┌─ Records provided

PR #377, opened 2026-08-04
ci: add codecov

christopherferreira9:
This PR integrates codecov into the repo without gating PRs.


SahilVasava (approved):
Verified: action SHA matches the v7.0.0 tag commit, codecov.yml passes the codecov.io/validate check, CODECOV_TOKEN is set on the repo, and the lcov path matches the root vitest coverage output. Informational-only statuses match the PR intent. codecov/patch check already reporting on this PR.

PR #378, opened 2026-08-05
demo(sra): UX enhancements

OmarBasem:
Closes [FS-2544](https://linear.app/offchain-labs/issue/FS-2544/sra-demo-ux-enhancements)

### Summary

This PR adds some UX enhancements to SRA demo:

- When switching to Mainnet ask the your for delivery address directly insted of telling them to set it in settings
- Rename "Advanced Settings" to "Settings" and keep it expanded by default
- Hide "Max slippage" when slippage is not set
- Show window alert when copying SRA address in Simulated mode
- Make 'X' button on SRA component functional, and add "Fund" button to demo
- Keep the delivery address saved when switching between modes
- When refreshing the page while on Mainnet, go to Mainnet (but still ask for delivery address)

Also removes `targetTokenSymbol` prop. Destination token will match the source.

### DIFF
--- a/packages/smart-routing-address-react-ui/src/pages/Deposit.tsx
+++ b/packages/smart-routing-address-react-ui/src/pages/Deposit.tsx
@@ -227,8 +227,10 @@ export function Deposit({
     return out
   }, [srcTokens, selectedTokenType])
 
+  // Only formatted when the consumer explicitly sets a slippage — otherwise
+  // the server picks its own default and there is no meaningful value to show.
   const slippage =
-    typeof config.slippage === 'number' ? formatSlippage(config.slippage) : '—'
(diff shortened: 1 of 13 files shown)


packages/smart-routing-address-react-ui/src/pages/Deposit.tsx
```diff
@@ -464,10 +466,10 @@ export function Deposit({
               <PillRow
                 left={
                   <Pill
-                    label={destSymbol ?? ''}
+                    label={sourceSymbol ?? ''}
```
brtkx: Just a nit, but we have a mix of source and destination logos/symbols for the same component. We should either rename all to destination, or just keep all as source in those places.

brtkx (approved):

PR #380, opened 2026-08-05
SRA: prepare package for release

OmarBasem:
### Summary

This PR prepares the package for release:

- Adds README
- Exclude `**/*.stories.*` and `src/test/**`  in `tsconfig.build.json`
- Some optimizations to reduce bundle size

Fixes the following 2 bugs:

- `useProviderFees` doesn't set loading to false in the catch block. Could cause infinite load
- `PendingDeposits/index.tsx:78-109` - explorer link + token icon vanish whenever the deposited token isn't matched in resolved source tokens

### DIFF
--- a/packages/smart-routing-address-react-ui/package.json
+++ b/packages/smart-routing-address-react-ui/package.json
@@ -1,7 +1,6 @@
 {
   "name": "@zerodev/smart-routing-address-react-ui",
   "version": "0.0.1",
-  "private": true,
   "description": "React hooks, provider, and UI for ZeroDev Smart Routing Address deposits",
   "repository": {
     "type": "git",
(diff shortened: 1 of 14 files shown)


packages/smart-routing-address-react-ui/src/utils/providerFees.ts
```diff
@@ -1,5 +1,8 @@
 import { formatUnits } from 'viem'
-import { z } from 'zod'
+// `zod/mini` ships a tree-shakable, functional API (`z.optional(z.number())`
```
brtkx: nit: I think we can limit inline comments like these - especially the numbers %; these will change as the package grows

packages/smart-routing-address-react-ui/package.json
```diff
@@ -1,7 +1,6 @@
 {
   "name": "@zerodev/smart-routing-address-react-ui",
   "version": "0.0.1",
-  "private": true,
```
OmarBasem, line 4: @brtkx are we going to publish npm package or not for now?

brtkx (approved):

PR #383, opened 2026-08-06
fix(core): harden signer and session transitions

SahilVasava:
Stack 1 of 3. Base security changes for Core.

## Summary
- Reject missing, malformed, and zero wallet owners before signing.
- Verify returned signatures against the exact owner and digest across message, transaction, typed-data, userOp, and EIP-7702 routes.
- Preserve EIP-7702 yParity exactly.
- Keep pending device keys isolated until replacement sessions are validated and durably committed.
- Recover or discard interrupted session transitions without exposing mixed key/session state.
- Harden refresh and logout cleanup, including staged bearer-token removal and an explicit force-recovery path.

## Verification
- Full monorepo typecheck passes, including tests.
- 98 unit files and 1,087 tests pass.
- Live staging integration: 9 tests pass.
- Browser E2E coverage is added in stack 3.

## Review focus
Please review signing invariants, pending-key isolation, storage rollback/recovery, JWT-to-device-key binding, and logout failure semantics before marking ready.


packages/core/src/adapters/viem.test.ts
```diff
@@ -45,9 +100,148 @@ describe('toViemAccount owner resolution', () => {
...
+      signMessage,
+    )
+    const account = await toViemAccount({ ...base, client })
+
+    await expect(account.signMessage({ message: 'transfer' })).rejects.toThrow(
+      /recover|owner/i,
+    )
+  })
+
+  it('rejects an attacker signature on every account signing route', async () => {
```
christopherferreira9, line 130: This appears to be the only test covering `signTransaction` in a throw scenario, would it be worth adding an happy path scenario to this in a follow up?
Also, it seems that `serializer` is always defaulting to `signTransaction`, would it be worth adding a scenario that adds a custom `serializer` plus ensuring the two calls happen in `signTransactionInternal`?

packages/core/src/actions/auth/auth.test.ts
```diff
@@ -163,6 +164,37 @@ describe('authenticateWithEmail', () => {
   })
 })
 
+describe('logout', () => {
+  it('stamps the exact Turnkey delete-api-keys activity in the header', async () => {
+    vi.setSystemTime(1_700_000_000_000)
```
christopherferreira9, line 176: nit:  `vi.setSystemTime` here isn't paired with useFakeTimers, and the file has no afterEach — so the clock stays frozen at this time for the remaining tests. It might cause a failure downstream at a later stage.
Would `afterEach(() => vi.useRealTimers())` be worth adding? Mostly so the next time-sensitive test in this file

SahilVasava: Fixed — the logout test now calls `vi.useFakeTimers()` before `setSystemTime`, with `afterEach(() => vi.useRealTimers())` so the frozen clock no longer leaks into later tests.

packages/core/src/adapters/viem.test.ts
SahilVasava: Good idea — tracking the happy-path `signTransaction` test as the follow-up you suggested (positive case: sign a valid tx, assert `recoverTransactionAddress` recovers the owner). The throw-path stays here.

packages/core/src/actions/auth/auth.test.ts
christopherferreira9: awesome!

christopherferreira9 (approved):

packages/core/src/stampers/indexedDbStamper.ts
```diff
@@ -34,12 +59,29 @@ export async function createIndexedDbStamper(): Promise<ApiKeyStamper> {
       pendingKeyPair = keyPair
       return await generateCompressedPublicKeyFromKeyPair(keyPair)
     },
+    async stampPending(payload: string) {
+      if (!pendingKeyPair) throw new Error('No pending key rotation')
```
brtkx: nit
instead of:
```typescript
if (!pendingKeyPair) throw new Error('No pending key rotation')
const signature = await signWithKeyPair(pendingKeyPair, payload)
```
can do:
```typescript
const signature = await signPending(payload)
```

packages/core/src/native/stampers/secureStore.ts
```diff
@@ -1,58 +1,107 @@
...
+      return
+    }
 
+    const publicKey = await SecureStore.getItemAsync(LEGACY_PUBLIC_KEY)
+    const privateKey = await SecureStore.getItemAsync(LEGACY_PRIVATE_KEY)
     if (publicKey && privateKey) {
-      this.publicKeyHex = publicKey
-    } else {
-      await this.resetKeyPair()
+      await this.persistKeyPair({ publicKey, privateKey })
```
brtkx, line 48: What if legacy keys are broken before this patch? The new validation throws. Then dev can't clear stamper (stamper doesn't exist) and can't logout (no sdk). I think then user has to clear storage to fix the app.

Acceptable risk?

packages/core/src/storage/manager.ts
```diff
@@ -20,31 +20,108 @@ export type StorageManager = {
...
+    activePublicKey: string | null,
+  ): Promise<ZeroDevWalletSession | undefined>
+}
+
+type SessionTransition = {
+  sessionData: ZeroDevWalletSession
+  publicKey: string
+}
+
+let mutationTail = Promise.resolve()
```
brtkx, line 44: could we add an inline comment for why the queue is used here

packages/core/src/utils/utils.ts
```diff
@@ -1,43 +1,65 @@
...
  * @returns {PartialBy<ZeroDevWalletSession, "createdAt" | "id" | "stamperType">} - The parsed session.
  */
-export function parseSession(
-  token: string | ZeroDevWalletSession,
-): PartialBy<ZeroDevWalletSession, 'createdAt' | 'id' | 'stamperType'> {
+export function parseSession(token: string | ZeroDevWalletSession): PartialBy<
+  ZeroDevWalletSession,
+  'createdAt' | 'id' | 'stamperType'
+> & {
+  publicKey?: string
```
brtkx: I think `publicKey` is redundant here?

brtkx (approved):

packages/core/src/native/stampers/secureStore.ts
SahilVasava: Good catch — fixed in c873666. `init()` now self-heals instead of throwing: if a stored keypair fails the ownership check it resets to a fresh pair, so a broken/legacy key can no longer brick the app (previously it could neither log out nor reset the stamper without a manual storage wipe). A key that fails validation cannot produce a valid stamp anyway, so this only costs a re-authentication.

Covered both the primary and the legacy-migration paths via an `isUsable` helper, and deliberately kept it scoped to *validation* failures — SecureStore I/O errors still propagate, so a transient read/write failure never discards a good key. Added tests for both self-heal paths plus the transient-read case.

packages/core/src/utils/utils.ts
SahilVasava: You're right — removed in 9e81812. `PartialBy<ZeroDevWalletSession, 'createdAt' | 'id' | 'stamperType'>` already carries `publicKey?` (it's not in the omitted set), so the `& { publicKey?: string }` was a no-op.

packages/core/src/storage/manager.ts
SahilVasava: Added in 9e81812. Documented that `mutationTail` is a process-wide serialization queue: every mutating op runs through `withMutation`, chaining onto the tail so read-modify-write sequences over the shared active-session pointer and session list can't interleave. It's module-level so concurrent managers over the same storage still serialize, and the tail swallows each outcome so one failed mutation never jams the queue.

packages/core/src/stampers/indexedDbStamper.ts
SahilVasava: Done in 9e81812 — extracted a `requirePending()` helper that guards and returns the pending keypair, now shared by `stampPending` and `signPending` (there were two identical guards). Left `commitKeyRotation`'s guard as-is since its message is intentionally more specific ("…to commit").

PR #384, opened 2026-08-06
fix(react): reset wallet state across lifecycle changes

SahilVasava:
Stack 2 of 3. Depends on #383.

## Summary
- Invalidate owner-sensitive account caches when owners or chains change.
- Destroy and clear session providers during disconnect/logout, then recreate them on re-login.
- Prevent stale providers from silently losing automatic refresh after logout and reconnect.
- Reset OAuth preparation state during teardown.
- Cover browser and native OAuth cancellation/cleanup paths.

## Verification
- Full React package and test typecheck passes.
- Provider, connector, store, and OAuth lifecycle tests pass.
- Live browser refresh, reload, signing, and logout coverage is added in stack 3.

## Review focus
Please review provider ownership, cache invalidation boundaries, reconnect behavior, and teardown ordering.

### DIFF
--- a/packages/react/src/connector.test.ts
+++ b/packages/react/src/connector.test.ts
@@ -63,6 +63,15 @@ import { zeroDevWalletCore } from './core/connector.js'
 
 type ConnectorInstance = ReturnType<ReturnType<typeof zeroDevWalletCore>>
 
+function isRefreshProvider(value: unknown): value is { destroy: () => void } {
+  return (
+    typeof value === 'object' &&
+    value !== null &&
+    'destroy' in value &&
+    typeof value.destroy === 'function'
+  )
+}
+
 function createConnector(mode?: 'EOA' | '4337' | '7702'): ConnectorInstance {
   const factory = zeroDevWalletCore({
     projectId: 'proj-test',
@@ -93,6 +102,17 @@ describe('zeroDevWallet connector — mode branching', () => {
   })
 
   describe('connect()', () => {
+    it('does not create a kernel account when Core has no live session', async () => {
+      const connector = createConnector()
+
+      await expect(connector.connect({ chainId: sepolia.id })).rejects.toThrow(
+        /not authenticated/i,
+      )
+
+      expect(createKernelAccountMock).not.toHaveBeenCalled()
+      expect(createKernelAccountClientMock).not.toHaveBeenCalled()
+    })
+
     it("default mode is '7702' (passes eip7702Account, no ECDSA plugin)", async () => {
       const connector = createConnector()
       await seedEoa(connector)
@@ -146,6 +166,39 @@ describe('zeroDevWallet connector — mode branching', () => {
         '0xcafecafecafecafecafecafecafecafecafecafe',
       ])
     })
+
+    it('retries the whole chain setup after client creation fails', async () => {
+      createKernelAccountClientMock.mockImplementationOnce(() => {
+        throw new Error('bundler client failed')
+      })
+      const connector = createConnector('4337')
+      await seedEoa(connector)
+
+      await expect(connector.connect({ chainId: sepolia.id })).rejects.toThrow(
+        'bundler client failed',
+      )
+      await connector.connect({ chainId: sepolia.id })
+
+      expect(createKernelAccountClientMock).toHaveBeenCalledTimes(2)
+    })
+  })
+
+  describe('switchChain()', () => {
+    it('does not persist an unsupported chain when setup fails', async () => {
+      const connector = createConnector('4337')
+      await seedEoa(connector)
+      // @ts-expect-error - getStore is added in the connector's Properties.
+      const store = await connector.getStore()
+      store.getState().setActiveChainId(sepolia.id)
+      const switchChain = connector.switchChain
+      if (!switchChain) throw new Error('Expected connector.switchChain')
+
+      await expect(switchChain({ chainId: 1 })).rejects.toThrow(
+        'Chain 1 not found in config',
+      )
+
+      await expect(connector.getChainId()).resolves.toBe(sepolia.id)
+    })
   })
 
   describe('getAccounts()', () => {
@@ -166,5 +219,34 @@ describe('zeroDevWallet connector — mode branching', () => {
       const accounts = await connector.getAccounts()
       expect(accounts).toEqual([])
     })
+  })
+
+  it('recreates the refresh provider after disconnect on the same page', async () => {
+    const connector = createConnector()
+    const firstProvider = await connector.getProvider()
+
+    await connector.disconnect()
+
+    const nextProvider = await connector.getProvider()
+    expect(nextProvider).not.toBe(firstProvider)
+  })
+
+  it('stops refresh but preserves retryable state when logout fails', async () => {
+    const connector = createConnector()
+    await seedEoa(connector)
+    // @ts-expect-error - getStore is added in the connector's Properties.
+    const store = await connector.getStore()
+    const wallet = store.getState().wallet
+    if (!wallet) throw new Error('Expected initialized wallet')
+    vi.mocked(wallet.logout).mockRejectedValueOnce(new Error('backend down'))
+    const provider = await connector.getProvider()
+    if (!isRefreshProvider(provider))
+      throw new Error('Expected refresh provider')
+    const destroy = vi.spyOn(provider, 'destroy')
+
+    await expect(connector.disconnect()).rejects.toThrow('backend down')
+
+    expect(destroy).toHaveBeenCalledOnce()
+    expect(store.getState().eoaAccount).toBe(mockEoaAccount)
   })
 })
--- a/packages/react/src/connector.test.ts
+++ b/packages/react/src/connector.test.ts
@@ -1,6 +1,6 @@
 import type { Config } from '@wagmi/core'
 import { beforeEach, describe, expect, it, vi } from 'vitest'
-import { sepolia } from 'wagmi/chains'
+import { mainnet, sepolia } from 'wagmi/chains'
 
 // SDK mocks — hoisted so they're defined before vi.mock() (which is itself
 // hoisted to the top of the file by vitest).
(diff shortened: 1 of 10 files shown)


packages/react/src/connector.test.ts
```diff
@@ -93,6 +102,17 @@ describe('zeroDevWallet connector — mode branching', () => {
   })
 
   describe('connect()', () => {
+    it('does not create a kernel account when Core has no live session', async () => {
```
christopherferreira9, line 105: As the source of truth for sessions now belongs to core, react is still prone to have a stale session via `rehydrate()` so we may be missing a scenario where core has no session but react has a stale session in it. Since `ConnectorCoreParams` takes `persistStorage` we can extend `createConnector` to accept it and seed one:
```typescript
it('erases a stale persisted session when Core has none', async () => {
  const seeded = JSON.stringify({
    state: {
      session: { id: 'stale-from-old-sdk' },
      activeChainId: sepolia.id,
    },
    version: 0,
  })
  const connector = createConnector(undefined, {
    getItem: () => seeded,
    setItem: () => {},
    removeItem: () => {},
  })
  
  // @ts-expect-error - getStore is added in the connector's Properties.
  const store = await connector.getStore()
  
  expect(store.getState().session).toBeNull()
  expect(await connector.isAuthorized()).toBe(false)
})
```

The existing test above is still a useful guard. Worth renaming it to something like `connect() refuses and builds no clients without an owner`?

packages/react/src/connector.test.ts
```diff
@@ -146,6 +166,39 @@ describe('zeroDevWallet connector — mode branching', () => {
...
+      await expect(connector.connect({ chainId: sepolia.id })).rejects.toThrow(
+        'bundler client failed',
+      )
+      await connector.connect({ chainId: sepolia.id })
+
+      expect(createKernelAccountClientMock).toHaveBeenCalledTimes(2)
+    })
+  })
+
+  describe('switchChain()', () => {
```
christopherferreira9, line 230: This looks like a good opportunity to cover the scenario where the sdk does not commit to a new chain when its setup fails:

```typescript
it('does not commit the new chain when its setup fails', async () => {
  // mainnet IS in config, so this gets past the lookup guard and reaches
  // switchActiveChain — which must finish setupChain before it publishes
  // the new activeChainId.
  const connector = createConnector('4337', [sepolia, mainnet])
  await seedEoa(connector)
  // @ts-expect-error - getStore is added in the connector's Properties.
  const store = await connector.getStore()
  store.getState().setActiveChainId(sepolia.id)
  const switchChain = connector.switchChain
  if (!switchChain) throw new Error('Expected connector.switchChain')

  createKernelAccountMock.mockRejectedValueOnce(new Error('setup failed'))

  await expect(switchChain({ chainId: mainnet.id })).rejects.toThrow(
    'setup failed',
  )

  await expect(connector.getChainId()).resolves.toBe(sepolia.id)
})
```

packages/react/src/provider.test.ts
```diff
@@ -294,3 +299,253 @@ describe('wallet_getCapabilities', () => {
...
+      provider.request({
+        method: 'wallet_switchEthereumChain',
+        params: [{ chainId: '0x1' }],
+      }),
+    ).rejects.toThrow('setup failed')
+
+    expect(store.getState().activeChainId).toBe(sepolia.id)
+    provider.destroy()
+  })
+
```
christopherferreira9, line 548: Would it be worth covering `eth_signTypedData_v4` as well since it goes through the same addres validation as `personal_sign` below?

packages/react/src/provider.test.ts
```diff
@@ -294,3 +299,253 @@ describe('wallet_getCapabilities', () => {
...
+      store,
+      config: { projectId: 'proj-test', chains: [sepolia] },
+      chains: [sepolia],
+    })
+    await vi.waitFor(() => expect(wallet.refreshSession).toHaveBeenCalledOnce())
+    await Promise.resolve()
+
+    expect(store.getState().session).toEqual(session)
+    expect(store.getState().eoaAccount?.address).toBe(EOA_ADDRESS)
+    expect(vi.getTimerCount()).toBeGreaterThan(0)
```
christopherferreira9, line 445: `toBeGreaterThan(0)` tells us a timer exists, not that the retry lands inside the 5s cap (https://github.com/zerodevapp/zerodev-wallet-sdk/pull/384/changes#diff-47562da6f5cd265cd7676d55aea78ecf22140c5606c5bc627a743d99d9c32ac7R171). If we widen the 5s to a much higher value this test still passes, would advancing the clock be a stronger check? Something like:
```typescript
await vi.advanceTimersByTimeAsync(5_000)
expect(wallet.refreshSession).toHaveBeenCalledTimes(2)
```

packages/react/src/store.test.ts
christopherferreira9, line 1: Would it worth adding a test where we make sure we never persist session since we removed it from `partialize`? I've added it back locally and the test still passed.

packages/react/src/native/oauth/expoWebBrowser.test.ts
christopherferreira9, line 1: In both tests the browser wins — the deep link fired here is deliberately non-matching, so it never resolves or rejects. That means the Linking branch never delivers a session id in any test. Would a case where it matches and wins the race be worth adding? It'd also cover dismissBrowser(), which is mocked in beforeEach but never asserted — and its comment says it exists for exactly that scenario.
Cancellation looks uncovered too: deleting the added line `if (r.type !== 'success') throw new Error('OAuth cancelled or failed')` leaves the whole react package green locally.

packages/react/src/provider.ts
```diff
@@ -113,27 +116,66 @@ export function createProvider({
...
+        if (store.getState().session?.id !== session.id) return
+        console.log('Session refreshed successfully')
+        store.getState().setSession(newSession || null)
+        store.getState().setIsExpiring(false)
+      } catch (err) {
+        console.error('Session refresh failed:', err)
+        if (store.getState().session?.id !== session.id) return
+        store.getState().setIsExpiring(false)
+
+        if (
```
brtkx, line 151: nit
```typescript
if (err instanceof RestRequestError && err.status === 401)
```

packages/react/src/provider.ts
```diff
@@ -113,27 +116,66 @@ export function createProvider({
...
+          typeof err === 'object' &&
+          err !== null &&
+          'status' in err &&
+          err.status === 401
+        ) {
+          try {
+            await wallet.logout()
```
brtkx, line 158: It may be an acceptable edge case but food for thought:

What if there's an authenticated account but dev breaks / removes their project? If 403 is thrown `wallet.logout()` would throw here and we'd never clear stale auth. Logout is not possible then.

Could also consider giving devs `forceLogout` method, but could be an overkill.

packages/react/src/connector.test.ts
SahilVasava: Added `drops a stale rehydrated session when Core reports none`: seeds a persisted session, inits with core `getSession` -> null, asserts the session is cleared (core is source of truth) while the chain still rehydrates.

packages/react/src/connector.test.ts
SahilVasava: Added `does not commit the new chain when its setup fails`: chain setup throws; asserts `getChainId()` stays on the previous chain and nothing is committed for the target.

packages/react/src/provider.test.ts
SahilVasava: Added a sibling test for `eth_signTypedData_v4` (address as the first param) asserting the same `Invalid from address` validation as `personal_sign`.

packages/react/src/provider.test.ts
SahilVasava: Strengthened: added a `setTimeout` spy and assert `Math.max(...delays) <= 5000`, so it verifies the retry lands within the cap (with 30s left an uncapped retry would schedule 30_000ms and fail), not just that a timer exists.

packages/react/src/store.test.ts
SahilVasava: Added: seeds a real `session` into state and asserts `store.persist.getOptions().partialize(state)` has no `session` key. Fails if `session` were re-added to `partialize`.

packages/react/src/native/oauth/expoWebBrowser.test.ts
SahilVasava: Added a case where `openAuthSessionAsync` never settles and a matching deep link is fired through the expo-linking listener; asserts it resolves with the session id and removes the subscription.

packages/react/src/provider.ts
SahilVasava: `RestRequestError` is not exported from `@zerodev/wallet-core` public entry (internal-only; see utils/query.ts, which duck-types it for the same reason), so `err instanceof RestRequestError` would need a deep import. Kept the structural `status` check with a comment explaining why. Happy to export `RestRequestError` from core if you prefer the instanceof form.

packages/react/src/provider.ts
SahilVasava: The throw is in core `logout`, so the fix landed there (#383, `sahil/sdk-core-security`): on an ambiguous revocation failure (403/5xx/network) it now preserves the credential and returns `false` instead of throwing, so a logout call site does not crash; `logout({ force: true })` still clears locally when the caller knows the remote is gone (LOG-02 unchanged). This refresh path benefits once the stack rebases onto it.

brtkx (approved):

packages/react/src/connector.test.ts
christopherferreira9: great!

packages/react/src/provider.test.ts
christopherferreira9: Looks good!

packages/react/src/store.test.ts
christopherferreira9: Looks good!

packages/react/src/connector.test.ts
christopherferreira9: looks good!

christopherferreira9 (approved):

└─

#### What you need to do:
From the line holding "demo(sra): UX enhancements" to the line holding "- When refreshing", inclusive, restate each line above exactly as written.

#### Problem solution:
demo(sra): UX enhancements

OmarBasem:
Closes [FS-2544](https://linear.app/offchain-labs/issue/FS-2544/sra-demo-ux-enhancements)

### Summary

This PR adds some UX enhancements to SRA demo:

- When switching to Mainnet ask the your for delivery address directly insted of telling them to set it in settings
- Rename "Advanced Settings" to "Settings" and keep it expanded by default
- Hide "Max slippage" when slippage is not set
- Show window alert when copying SRA address in Simulated mode
- Make 'X' button on SRA component functional, and add "Fund" button to demo
- Keep the delivery address saved when switching between modes
- When refreshing the page while on Mainnet, go to Mainnet (but still ask for delivery address)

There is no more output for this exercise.